数週間ぶりに、絵に描いたような感動の再会を果たした私たち三人の間には、その事実に反してあまりにも不釣り合いな重苦しい沈黙

何しろ今の私たちは、あまりの事実にびっくりで言葉もなく。

加えて、すぐ気付いてあげられなかった罪悪感から、彼女(?)に対してまともに顔向けできそうにない。

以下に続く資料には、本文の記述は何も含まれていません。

PR #206, opened 2019-06-20
remove all sriov bits from CNO

zshi-redhat:
SR-IOV components will be deployed and configured
via a dedicated operator 'SR-IOV Network Operator'.
This commit removes all SR-IOV related config and
deployment files.


squeed:
Do we think this is being used? What is the level of support of sr-iov? If we remove this, than anyone using this will suffer disruption.

If this is released at a tech-preview level, then that's OK. If not, then we need to determine how to migrate existing customers (cc @fepan @dougbtv)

咲(……というか、信じろって言われても難しいと思うんだけど)


和♂「ですよね……わかる訳ないですよね……」

咲「あ、その……」

まるでこちらの動揺が筒抜けのように、目の前には、和ちゃんの諦めたように魂が抜けたみたいな半笑い

咲(和ちゃん、きっと傷ついてるよね……)

咲(ちゃんと気づいてあげられなくてごめんねって、和ちゃんに謝ろう)


和♂「……すみませんでした」

咲「っ!? そう、それ!」

和♂「そ、そんなに、怒鳴らなくてもいいじゃないですかぁ。謝ってるんですからぁ」グスッ

咲「ええ!? あっ、違うよ! 別に怒鳴ってなんて……」

またしても、私の感情を先読みしたかのような先駆ける謝罪。

私の気持ちを代弁してくれたのかと思うくらいに、息がぴったりだったのに。どうやら今度のは、和ちゃん自身の言葉だったらしい。

……このタイミングで、ふとした会話の中に、阿吽の呼吸というのを期待したのは、さすがに私の欲張り?